### Assignment
In the listing below, find each line that holds "Shall" and list it.

### Entries provided
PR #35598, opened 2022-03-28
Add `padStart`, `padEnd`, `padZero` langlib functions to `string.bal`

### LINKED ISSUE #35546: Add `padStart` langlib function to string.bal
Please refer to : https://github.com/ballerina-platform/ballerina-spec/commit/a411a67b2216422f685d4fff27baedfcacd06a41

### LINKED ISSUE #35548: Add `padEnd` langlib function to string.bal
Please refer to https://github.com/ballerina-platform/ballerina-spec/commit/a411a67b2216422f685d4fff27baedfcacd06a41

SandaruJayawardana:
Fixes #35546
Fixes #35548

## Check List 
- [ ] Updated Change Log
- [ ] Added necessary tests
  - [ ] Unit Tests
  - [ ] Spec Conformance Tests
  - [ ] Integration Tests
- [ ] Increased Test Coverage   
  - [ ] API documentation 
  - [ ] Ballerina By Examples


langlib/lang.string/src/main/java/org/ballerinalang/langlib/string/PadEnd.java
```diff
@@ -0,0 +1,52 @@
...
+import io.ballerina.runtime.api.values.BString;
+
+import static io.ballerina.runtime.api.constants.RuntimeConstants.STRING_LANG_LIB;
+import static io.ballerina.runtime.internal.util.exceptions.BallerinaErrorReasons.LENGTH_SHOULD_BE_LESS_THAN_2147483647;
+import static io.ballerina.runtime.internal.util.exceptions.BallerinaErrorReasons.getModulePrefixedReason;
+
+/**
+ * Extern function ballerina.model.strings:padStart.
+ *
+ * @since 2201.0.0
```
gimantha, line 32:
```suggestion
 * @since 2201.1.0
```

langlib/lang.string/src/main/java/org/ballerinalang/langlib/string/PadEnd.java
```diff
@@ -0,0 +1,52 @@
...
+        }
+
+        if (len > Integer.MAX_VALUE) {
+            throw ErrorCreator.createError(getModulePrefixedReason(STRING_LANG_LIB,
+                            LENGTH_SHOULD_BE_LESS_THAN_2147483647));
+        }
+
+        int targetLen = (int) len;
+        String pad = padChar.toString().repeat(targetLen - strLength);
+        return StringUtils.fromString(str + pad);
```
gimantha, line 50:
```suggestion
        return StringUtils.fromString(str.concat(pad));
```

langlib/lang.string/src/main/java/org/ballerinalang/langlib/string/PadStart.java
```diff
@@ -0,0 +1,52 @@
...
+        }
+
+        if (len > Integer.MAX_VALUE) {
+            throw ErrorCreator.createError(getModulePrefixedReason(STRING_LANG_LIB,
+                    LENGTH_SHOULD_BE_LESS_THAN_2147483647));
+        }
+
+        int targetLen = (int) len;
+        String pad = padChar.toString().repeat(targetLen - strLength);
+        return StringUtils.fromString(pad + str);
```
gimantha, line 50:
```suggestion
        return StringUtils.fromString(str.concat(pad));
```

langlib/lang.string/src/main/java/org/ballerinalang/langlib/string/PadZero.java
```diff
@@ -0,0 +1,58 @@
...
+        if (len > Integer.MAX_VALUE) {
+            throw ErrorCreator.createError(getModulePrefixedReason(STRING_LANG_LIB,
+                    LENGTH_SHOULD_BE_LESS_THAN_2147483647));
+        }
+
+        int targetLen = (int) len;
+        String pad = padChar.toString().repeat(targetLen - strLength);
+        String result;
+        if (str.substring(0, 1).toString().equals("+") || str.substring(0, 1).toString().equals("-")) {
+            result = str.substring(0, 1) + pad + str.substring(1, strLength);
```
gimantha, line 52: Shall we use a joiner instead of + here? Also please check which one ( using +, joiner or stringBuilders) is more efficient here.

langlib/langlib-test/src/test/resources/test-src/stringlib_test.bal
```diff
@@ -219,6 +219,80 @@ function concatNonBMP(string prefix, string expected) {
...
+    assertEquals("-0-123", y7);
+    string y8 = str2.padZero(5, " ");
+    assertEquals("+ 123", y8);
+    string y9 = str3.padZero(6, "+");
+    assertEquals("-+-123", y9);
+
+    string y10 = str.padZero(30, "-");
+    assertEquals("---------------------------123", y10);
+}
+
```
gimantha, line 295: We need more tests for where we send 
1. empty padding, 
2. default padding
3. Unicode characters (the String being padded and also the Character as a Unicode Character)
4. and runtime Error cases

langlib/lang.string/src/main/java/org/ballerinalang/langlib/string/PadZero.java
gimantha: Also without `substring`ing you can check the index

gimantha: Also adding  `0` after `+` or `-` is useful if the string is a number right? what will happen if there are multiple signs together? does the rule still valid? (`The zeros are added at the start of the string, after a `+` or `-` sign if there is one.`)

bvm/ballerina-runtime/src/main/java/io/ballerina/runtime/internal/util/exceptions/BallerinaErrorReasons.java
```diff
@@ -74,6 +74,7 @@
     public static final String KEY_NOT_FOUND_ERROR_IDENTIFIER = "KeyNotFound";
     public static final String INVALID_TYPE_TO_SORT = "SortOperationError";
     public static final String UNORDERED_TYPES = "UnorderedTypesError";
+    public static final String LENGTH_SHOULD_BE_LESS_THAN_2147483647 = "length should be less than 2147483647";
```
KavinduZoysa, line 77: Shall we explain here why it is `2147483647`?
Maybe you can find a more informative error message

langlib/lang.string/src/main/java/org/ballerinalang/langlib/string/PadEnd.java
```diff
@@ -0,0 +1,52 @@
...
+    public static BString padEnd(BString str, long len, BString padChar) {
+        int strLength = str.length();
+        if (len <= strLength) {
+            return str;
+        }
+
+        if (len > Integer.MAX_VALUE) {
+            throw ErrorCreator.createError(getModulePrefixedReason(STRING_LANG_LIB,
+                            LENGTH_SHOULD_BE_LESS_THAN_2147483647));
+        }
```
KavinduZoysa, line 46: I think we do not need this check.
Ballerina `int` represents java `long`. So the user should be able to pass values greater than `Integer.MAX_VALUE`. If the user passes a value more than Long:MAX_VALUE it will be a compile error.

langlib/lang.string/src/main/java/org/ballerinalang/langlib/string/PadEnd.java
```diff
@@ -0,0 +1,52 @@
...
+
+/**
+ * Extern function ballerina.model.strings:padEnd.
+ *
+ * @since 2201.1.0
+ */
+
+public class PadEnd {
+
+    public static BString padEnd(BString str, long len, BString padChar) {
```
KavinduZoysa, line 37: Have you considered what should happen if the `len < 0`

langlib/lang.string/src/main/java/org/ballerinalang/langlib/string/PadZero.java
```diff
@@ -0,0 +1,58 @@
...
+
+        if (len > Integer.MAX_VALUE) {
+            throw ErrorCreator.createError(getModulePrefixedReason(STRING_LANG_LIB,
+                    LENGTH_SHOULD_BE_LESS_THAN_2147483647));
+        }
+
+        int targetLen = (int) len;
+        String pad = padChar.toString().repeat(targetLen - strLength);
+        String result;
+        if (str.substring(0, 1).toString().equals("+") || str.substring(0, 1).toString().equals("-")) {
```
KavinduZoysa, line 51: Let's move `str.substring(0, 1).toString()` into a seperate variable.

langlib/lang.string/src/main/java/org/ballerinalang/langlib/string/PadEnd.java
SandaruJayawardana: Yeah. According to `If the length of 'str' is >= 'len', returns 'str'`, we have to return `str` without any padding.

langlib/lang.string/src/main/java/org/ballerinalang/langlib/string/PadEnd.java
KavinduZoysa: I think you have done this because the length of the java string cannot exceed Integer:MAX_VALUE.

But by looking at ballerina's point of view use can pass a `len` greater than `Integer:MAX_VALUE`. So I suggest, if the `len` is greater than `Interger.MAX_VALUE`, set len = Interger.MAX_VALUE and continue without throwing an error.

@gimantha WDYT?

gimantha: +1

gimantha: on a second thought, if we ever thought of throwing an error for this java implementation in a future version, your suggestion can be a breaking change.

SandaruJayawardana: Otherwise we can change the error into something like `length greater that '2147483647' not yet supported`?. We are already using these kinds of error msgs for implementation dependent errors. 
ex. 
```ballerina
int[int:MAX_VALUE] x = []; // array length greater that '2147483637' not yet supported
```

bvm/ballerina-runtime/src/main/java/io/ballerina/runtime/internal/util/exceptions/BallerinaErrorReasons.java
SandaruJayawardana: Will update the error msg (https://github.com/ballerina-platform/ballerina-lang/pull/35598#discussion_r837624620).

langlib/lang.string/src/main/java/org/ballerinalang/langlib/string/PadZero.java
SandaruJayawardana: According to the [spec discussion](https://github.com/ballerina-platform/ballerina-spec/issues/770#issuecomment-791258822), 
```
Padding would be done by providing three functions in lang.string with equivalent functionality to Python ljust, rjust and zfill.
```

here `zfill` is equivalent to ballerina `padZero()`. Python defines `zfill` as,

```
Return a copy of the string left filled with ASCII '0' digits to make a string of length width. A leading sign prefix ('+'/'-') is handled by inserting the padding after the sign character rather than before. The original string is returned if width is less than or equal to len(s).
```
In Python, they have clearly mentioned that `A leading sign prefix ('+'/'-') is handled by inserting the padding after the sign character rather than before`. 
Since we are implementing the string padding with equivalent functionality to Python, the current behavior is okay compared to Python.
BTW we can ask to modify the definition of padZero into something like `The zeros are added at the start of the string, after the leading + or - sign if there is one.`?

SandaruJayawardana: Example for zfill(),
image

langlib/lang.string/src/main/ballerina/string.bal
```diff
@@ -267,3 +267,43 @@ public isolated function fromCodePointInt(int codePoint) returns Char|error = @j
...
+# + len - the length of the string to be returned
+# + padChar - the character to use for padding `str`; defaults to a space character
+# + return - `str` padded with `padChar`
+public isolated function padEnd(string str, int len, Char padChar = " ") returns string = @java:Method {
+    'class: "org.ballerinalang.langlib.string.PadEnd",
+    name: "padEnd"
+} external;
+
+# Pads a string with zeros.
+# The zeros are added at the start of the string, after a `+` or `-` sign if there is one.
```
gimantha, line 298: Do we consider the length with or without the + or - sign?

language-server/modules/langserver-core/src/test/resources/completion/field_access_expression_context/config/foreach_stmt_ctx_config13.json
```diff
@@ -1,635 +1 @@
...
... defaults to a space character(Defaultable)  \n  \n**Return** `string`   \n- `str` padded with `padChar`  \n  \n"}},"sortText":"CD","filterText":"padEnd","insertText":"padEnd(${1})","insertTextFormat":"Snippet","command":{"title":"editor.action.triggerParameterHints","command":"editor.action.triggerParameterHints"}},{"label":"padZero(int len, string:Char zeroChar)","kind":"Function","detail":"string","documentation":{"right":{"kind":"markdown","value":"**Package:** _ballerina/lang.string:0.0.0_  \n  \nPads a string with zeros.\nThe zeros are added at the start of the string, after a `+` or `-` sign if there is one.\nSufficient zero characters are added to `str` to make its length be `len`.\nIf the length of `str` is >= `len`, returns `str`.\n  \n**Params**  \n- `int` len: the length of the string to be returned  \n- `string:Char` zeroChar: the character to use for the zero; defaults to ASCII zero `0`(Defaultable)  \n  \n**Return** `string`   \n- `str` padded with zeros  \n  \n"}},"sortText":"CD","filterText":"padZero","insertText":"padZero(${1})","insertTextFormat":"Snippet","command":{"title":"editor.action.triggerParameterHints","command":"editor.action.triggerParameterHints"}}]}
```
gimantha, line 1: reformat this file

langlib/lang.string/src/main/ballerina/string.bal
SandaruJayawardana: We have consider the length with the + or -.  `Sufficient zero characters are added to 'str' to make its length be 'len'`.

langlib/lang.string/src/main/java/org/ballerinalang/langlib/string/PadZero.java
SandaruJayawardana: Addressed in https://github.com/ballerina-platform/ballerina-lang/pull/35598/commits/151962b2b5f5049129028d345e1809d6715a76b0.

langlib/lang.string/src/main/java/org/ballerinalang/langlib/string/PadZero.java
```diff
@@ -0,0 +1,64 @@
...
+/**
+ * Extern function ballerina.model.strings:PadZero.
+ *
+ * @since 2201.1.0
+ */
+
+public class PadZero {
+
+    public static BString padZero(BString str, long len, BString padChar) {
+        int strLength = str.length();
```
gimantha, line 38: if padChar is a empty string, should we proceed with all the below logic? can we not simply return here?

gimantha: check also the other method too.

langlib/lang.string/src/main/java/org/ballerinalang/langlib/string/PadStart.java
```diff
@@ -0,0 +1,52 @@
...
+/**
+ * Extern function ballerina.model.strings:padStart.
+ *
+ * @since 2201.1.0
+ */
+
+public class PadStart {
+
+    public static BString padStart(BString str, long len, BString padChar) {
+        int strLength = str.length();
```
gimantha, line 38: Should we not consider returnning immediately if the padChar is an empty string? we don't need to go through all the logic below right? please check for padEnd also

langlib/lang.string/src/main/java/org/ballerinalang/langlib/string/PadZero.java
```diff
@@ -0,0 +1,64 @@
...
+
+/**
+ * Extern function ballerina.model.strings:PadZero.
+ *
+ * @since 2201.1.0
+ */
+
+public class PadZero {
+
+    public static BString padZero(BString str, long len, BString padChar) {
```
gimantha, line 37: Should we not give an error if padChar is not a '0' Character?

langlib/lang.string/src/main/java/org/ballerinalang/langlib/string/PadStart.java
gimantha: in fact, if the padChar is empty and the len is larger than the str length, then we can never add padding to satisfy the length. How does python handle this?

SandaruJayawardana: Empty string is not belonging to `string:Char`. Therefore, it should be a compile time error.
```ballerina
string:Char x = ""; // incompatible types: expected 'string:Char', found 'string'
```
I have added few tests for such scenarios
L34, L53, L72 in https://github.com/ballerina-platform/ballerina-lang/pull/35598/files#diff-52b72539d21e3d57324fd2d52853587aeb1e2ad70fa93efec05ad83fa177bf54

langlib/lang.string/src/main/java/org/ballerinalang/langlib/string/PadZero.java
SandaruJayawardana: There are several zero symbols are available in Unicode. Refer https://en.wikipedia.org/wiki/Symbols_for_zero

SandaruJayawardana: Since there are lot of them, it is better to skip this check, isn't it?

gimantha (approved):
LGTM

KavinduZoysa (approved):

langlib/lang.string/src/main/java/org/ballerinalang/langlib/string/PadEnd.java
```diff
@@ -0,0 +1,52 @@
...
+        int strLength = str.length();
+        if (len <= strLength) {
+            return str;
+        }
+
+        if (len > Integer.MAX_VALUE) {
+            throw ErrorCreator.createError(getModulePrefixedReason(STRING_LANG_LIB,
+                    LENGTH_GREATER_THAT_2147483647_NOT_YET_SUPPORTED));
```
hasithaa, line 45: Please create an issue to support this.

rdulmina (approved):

### Exercise solution
gimantha, line 52: Shall we use a joiner instead of + here? Also please check which one ( using +, joiner or stringBuilders) is more efficient here.
KavinduZoysa, line 77: Shall we explain here why it is `2147483647`?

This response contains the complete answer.